Leerdammer vrijgesproken van verkrachting

leerdam • Een 30-jarige arrestantenverzorger uit Leerdam is vrijgesproken van het verkrachten van een vrouw in een Rotterdamse politiecel. De rechtbank in Rotterdam twijfelde aan de verklaringen van het vermeende slachtoffer en zag geen overtuigend ander bewijs. Tegen verdachte S.Y. was in eerste instantie door het Openbaar Ministerie 20 maanden celstraf geëist.

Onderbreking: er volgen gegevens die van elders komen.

PR #1321, opened 2017-04-12
Support query parameters in combination with function evaluation

### LINKED ISSUE #983: Prepared inserts via JDBC fail when containing VARCHAR.
Step to reproduce:
```
create table t
(
  i character varying(20),
  j character varying(20),
  k timestamp without time zone default now(),
  constraint t_pkey primary key (i)
);
select * from create_distributed_table('t', 'i');
prepare fooplan (text) as insert into t values($1);
execute fooplan ('bug');
```

encountered error:
```
no value found for parameter 1
```

I dig a bit further. It seems passing default econtext is not covering all cases,
```
    /*
     * And evaluate it.
     *
     * It is OK to use a default econtext because none of the ExecEvalExpr()
     * code used in this situation will use econtext.  That might seem
     * fortuitous, but it's not so unreasonable --- a constant expression does
     * not depend on context, by definition, n'est ce pas?
     */
    const_val = ExecEvalExprSwitchContext(exprstate,
                                          GetPerTupleExprContext(estate),
                                          &const_is_null, NULL);
```
which leads to
```
static Datum
ExecEvalParamExtern(ExprState *exprstate, ExprContext *econtext,
                    bool *isNull, ExprDoneCond *isDone)
{
    Param      *expression = (Param *) exprstate->expr;
    int         thisParamId = expression->paramid; <---- this is 1
    ParamListInfo paramInfo = econtext->ecxt_param_list_info; <---- this is NULL
```

### LINKED ISSUE #1304: Timestamp column with default causes JDBC error
If I have a sharded table that looks like this:

    create table uuidsample (id uuid,
                         other_id bigint,
                         name varchar(50) not null,
                         namespace varchar(50) not null,
                         create_date timestamptz not null default now());

And some JDBI code like this:

```
// line breaks added for readability
@SqlUpdate("insert into uuidsample(id, other_id, name, namespace) 
         values (:id, :other_id, :name, :namespace) on conflict do nothing")
int createUUID(@Bind("id") UUID id, @Bind("other_id") long otherId, 
        @Bind("name") String name, @Bind("namespace") String namespace);
```

Attempting to insert a row gives me this error:

```
    org.skife.jdbi.v2.exceptions.UnableToExecuteStatementException: org.postgresql.util.PSQLException: 
ERROR: no value found for parameter 3 [statement:"insert into uuidsample(id, other_id, name, namespace) values (:id, :other_id, :name, :namespace) on conflict do nothing", 
located:"insert into uuidsample(id, other_id, name, namespace) values (:id, :other_id, :name, :namespace) on conflict do nothing", 
rewritten:"insert into uuidsample(id, other_id, name, namespace) values (?, ?, ?, ?) on conflict do nothing", 
arguments:{ positional:{}, named:{name:'asdf',namespace:'ns',id:4ac7d33f-a963-4fcc-b20c-17ad143524a6,other_id:1}, finder:[]}]
```

But getting rid of the create_date column causes the error to go away. This code works fine with plain old unsharded postgres table of same construction.

Thoughts? I have uploaded the code used to repro this to https://github.com/trasa/citus_default_date_bug/

### LINKED ISSUE #1317: Table's DEFAULT now() not working with stored procedures
I have the following table (example) with DEFAULT now() for the time stamp fields.

```sql
CREATE TABLE example (
    key text NOT NULL,
    seq int4 NOT NULL,
    created_at timestamptz NOT NULL DEFAULT now(),
    updated_at timestamptz NOT NULL DEFAULT now(),
    PRIMARY KEY (key, seq)

);

SELECT create_distributed_table('example', 'key');
```

I want to use the following stored procedure to insert data into the above table.

```sql
CREATE OR REPLACE FUNCTION example_fails_1(key text) RETURNS VOID AS
$BODY$
    #variable_conflict use_variable
    DECLARE
        max_seq int4;
    BEGIN
        SELECT MAX(seq) INTO max_seq
        FROM example
        WHERE example.key = key;

        IF max_seq IS NULL THEN
            max_seq := 0;
        END IF;

        INSERT INTO example(key, seq) VALUES (key, max_seq + 1);
    END;
$BODY$
LANGUAGE plpgsql;
```

When I call this stored procedure I get the following error:
```
problem=# select * from example_fails_1('key');
ERROR:  no value found for parameter 3
CONTEXT:  SQL statement "INSERT INTO example(key, seq) VALUES (key, max_seq + 1)"
PL/pgSQL function example_fails_1(text) line 14 at SQL statement
```

Apparently it is missing parameter 3 which could be the column `created_at` so I created the following stored procedure that sets `created_at` and `updated_at` using `now()`: 

```sql
CREATE OR REPLACE FUNCTION example_fails_2(key text) RETURNS VOID AS
$BODY$
    #variable_conflict use_variable
    DECLARE
        max_seq int4;
    BEGIN
        SELECT MAX(seq) INTO max_seq
        FROM example
        WHERE example.key = key;

        IF max_seq IS NULL THEN
            max_seq := 0;
        END IF;

        INSERT INTO example(key, seq, created_at, updated_at) VALUES (key, max_seq + 1, now(), now());
    END;
$BODY$
LANGUAGE plpgsql;
```

Unfortunately, when I call this stored procedure I get the same error:

```
problem=# select * from example_fails_2('key');
ERROR:  no value found for parameter 3
CONTEXT:  SQL statement "INSERT INTO example(key, seq, created_at, updated_at) VALUES (key, max_seq + 1, now(), now())"
PL/pgSQL function example_fails_2(text) line 14 at SQL statement
```

However, when I create a variable `now` and assign `now()` to it and use that variable it works. Stored procedure shown below:

```sql
CREATE OR REPLACE FUNCTION example_succeeds(key text) RETURNS VOID AS
$BODY$
    #variable_conflict use_variable
    DECLARE
        max_seq int4;
        now timestamptz = now();
    BEGIN
        SELECT MAX(seq) INTO max_seq
        FROM example
        WHERE example.key = key;

        IF max_seq IS NULL THEN
            max_seq := 0;
        END IF;

        INSERT INTO example(key, seq, created_at, updated_at) VALUES (key, max_seq + 1, now, now);
    END;
$BODY$
LANGUAGE plpgsql;
```

Is this a bug or am I doing something wrong? I'm using PostgreSQL 9.6 with Citus 8c5d0f686b5f72674e1a376424af5048603b919f (April 4th, 2017).

marcocitus:
Currently, prepared statements which require function evaluation (e.g. have a default `now()`) don't work because the function evaluation logic throws an error when it runs into an unbound parameter.

This change passes down the PlanState from the executor into the function evaluation logic to be able to evaluate parameters.

Fixes #1317
Fixes #1304 
Fixes #983

### DIFF
--- a/src/backend/distributed/utils/citus_clauses.c
+++ b/src/backend/distributed/utils/citus_clauses.c
@@ -22,11 +22,21 @@
 #include "utils/datum.h"
 #include "utils/lsyscache.h"
 
-static Node * PartiallyEvaluateExpression(Node *expression);
-static Node * EvaluateNodeIfReferencesFunction(Node *expression);
-static Node * PartiallyEvaluateExpressionMutator(Node *expression, bool *containsVar);
+
+typedef struct FunctionEvaluationContext
+{
+	PlanState *planState;
+	bool containsVar;
+} FunctionEvaluationContext;
+
+
+/* private function declarations */
+static Node * PartiallyEvaluateExpression(Node *expression, PlanState *planState);
+static Node * EvaluateNodeIfReferencesFunction(Node *expression, PlanState *planState);
+static Node * PartiallyEvaluateExpressionMutator(Node *expression,
+												 FunctionEvaluationContext *context);
 static Expr * citus_evaluate_expr(Expr *expr, Oid result_type, int32 result_typmod,
-								  Oid result_collation);
+								  Oid result_collation, PlanState *planState);
 
 
 /*
@@ -88,7 +98,7 @@ RequiresMasterEvaluation(Query *query)
  * any sub-expressions which don't include Vars.
  */
 void
-ExecuteMasterEvaluableFunctions(Query *query)
+ExecuteMasterEvaluableFunctions(Query *query, PlanState *planState)
 {
 	CmdType commandType = query->commandType;
 	ListCell *targetEntryCell = NULL;
@@ -99,7 +109,8 @@ ExecuteMasterEvaluableFunctions(Query *query)
 
 	if (query->jointree && query->jointree->quals)
 	{
-		query->jointree->quals = PartiallyEvaluateExpression(query->jointree->quals);
+		query->jointree->quals = PartiallyEvaluateExpression(query->jointree->quals,
+															 planState);
 	}
 
 	foreach(targetEntryCell, query->targetList)
@@ -114,11 +125,13 @@ ExecuteMasterEvaluableFunctions(Query *query)
 
 		if (commandType == CMD_INSERT && !insertSelectQuery)
 		{
-			modifiedNode = EvaluateNodeIfReferencesFunction((Node *) targetEntry->expr);
+			modifiedNode = EvaluateNodeIfReferencesFunction((Node *) targetEntry->expr,
+															planState);
 		}
 		else
 		{
-			modifiedNode = PartiallyEvaluateExpression((Node *) targetEntry->expr);
+			modifiedNode = PartiallyEvaluateExpression((Node *) targetEntry->expr,
+													   planState);
 		}
 
 		targetEntry->expr = (Expr *) modifiedNode;
@@ -133,14 +146,14 @@ ExecuteMasterEvaluableFunctions(Query *query)
 			continue;
 		}
 
-		ExecuteMasterEvaluableFunctions(rte->subquery);
+		ExecuteMasterEvaluableFunctions(rte->subquery, planState);
 	}
 
 	foreach(cteCell, query->cteList)
 	{
 		CommonTableExpr *expr = (CommonTableExpr *) lfirst(cteCell);
 
-		ExecuteMasterEvaluableFunctions((Query *) expr->ctequery);
+		ExecuteMasterEvaluableFunctions((Query *) expr->ctequery, planState);
 	}
 }
 
@@ -150,10 +163,11 @@ ExecuteMasterEvaluableFunctions(Query *query)
  * doesn't show up in the parameter list.
  */
 static Node *
-PartiallyEvaluateExpression(Node *expression)
+PartiallyEvaluateExpression(Node *expression, PlanState *planState)
 {
-	bool unused;
-	return PartiallyEvaluateExpressionMutator(expression, &unused);
+	FunctionEvaluationContext globalContext = { planState, false };
+
+	return PartiallyEvaluateExpressionMutator(expression, &globalContext);
 }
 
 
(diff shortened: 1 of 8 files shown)


src/backend/distributed/utils/citus_clauses.c
```diff
@@ -133,14 +146,16 @@ ExecuteMasterEvaluableFunctions(Query *query)
 			continue;
 		}
 
-		ExecuteMasterEvaluableFunctions(rte->subquery);
+		ExecuteMasterEvaluableFunctions(rte->subquery,
```
lithp: Unnecessary newline

src/backend/distributed/utils/citus_clauses.c
```diff
@@ -133,14 +146,16 @@ ExecuteMasterEvaluableFunctions(Query *query)
...
+										planState);
 	}
 
 	foreach(cteCell, query->cteList)
 	{
 		CommonTableExpr *expr = (CommonTableExpr *) lfirst(cteCell);
 
-		ExecuteMasterEvaluableFunctions((Query *) expr->ctequery);
+		ExecuteMasterEvaluableFunctions((Query *) expr->ctequery,
```
lithp: Unnecessary newline

src/backend/distributed/utils/citus_clauses.c
```diff
@@ -133,14 +146,16 @@ ExecuteMasterEvaluableFunctions(Query *query)
 			continue;
 		}
 
-		ExecuteMasterEvaluableFunctions(rte->subquery);
+		ExecuteMasterEvaluableFunctions(rte->subquery,
+										planState);
```
lithp: Unnecessary newline

src/backend/distributed/utils/citus_clauses.c
```diff
@@ -317,18 +340,23 @@ citus_evaluate_expr(Expr *expr, Oid result_type, int32 result_typmod,
 	 * Prepare expr for execution.  (Note: we can't use ExecPrepareExpr
 	 * because it'd result in recursively invoking eval_const_expressions.)
 	 */
-	exprstate = ExecInitExpr(expr, NULL);
+	exprstate = ExecInitExpr(expr, planState);
+
+	if (planState != NULL)
+	{
+		/* use executor's context to pass down parameters */
+		econtext = planState->ps_ExprContext;
```
lithp: It's insane how much code you had to touch to make this one change!

src/backend/distributed/utils/citus_clauses.c
```diff
@@ -317,18 +340,23 @@ citus_evaluate_expr(Expr *expr, Oid result_type, int32 result_typmod,
...
 	 * And evaluate it.
-	 *
-	 * It is OK to use a default econtext because none of the ExecEvalExpr()
-	 * code used in this situation will use econtext.  That might seem
-	 * fortuitous, but it's not so unreasonable --- a constant expression does
-	 * not depend on context, by definition, n'est ce pas?
 	 */
-	const_val = ExecEvalExprSwitchContext(exprstate,
-										  GetPerTupleExprContext(estate),
+	const_val = ExecEvalExprSwitchContext(exprstate, econtext,
```
lithp: This newline is no longer required

src/include/distributed/multi_executor.h
```diff
@@ -31,6 +31,7 @@ typedef struct CitusScanState
 	MultiPlan *multiPlan;             /* distributed execution plan */
 	MultiExecutorType executorType;   /* distributed executor type */
 	bool finishedRemoteScan;          /* flag to check if remote scan is finished */
+	EState *estate;                   /* executor state */
```
lithp: This is unused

De destijds 21-jarige Rotterdamse werd in augustus 2020 opgepakt voor haar rol bij een woningoverval. Hiervoor werd ze later veroordeeld tot 22 maanden celstraf. Haar celstraf viel destijds iets lager uit, omdat ze volgens de rechtbank door de politie onheus was bejegend door een de Leerdammer. 

Dat incident betrof het mogelijk misbruik door Y., waarvan ze op dat moment aangifte had gedaan. De Leerdammer had de dag van haar arrestatie dienst en was tot negen keer toe in zijn eentje de cel van de 21-jarige vrouw binnengelopen. Waarschuwingen van collega's aan het begin van de dienst dat de vrouw ‘aandacht van mannen leuk vond’, zou Y. niet hebben meegekregen.

Niets in logboek

Verder lapte Y. de werkregel aan de laars dat arrestantenverzorgers altijd gezamenlijk een cel moesten betreden ‘om misverstanden te voorkomen’. Evenmin legde Y. zijn bezoeken vast in een logboek, zoals gebruikelijk was en zou moeten.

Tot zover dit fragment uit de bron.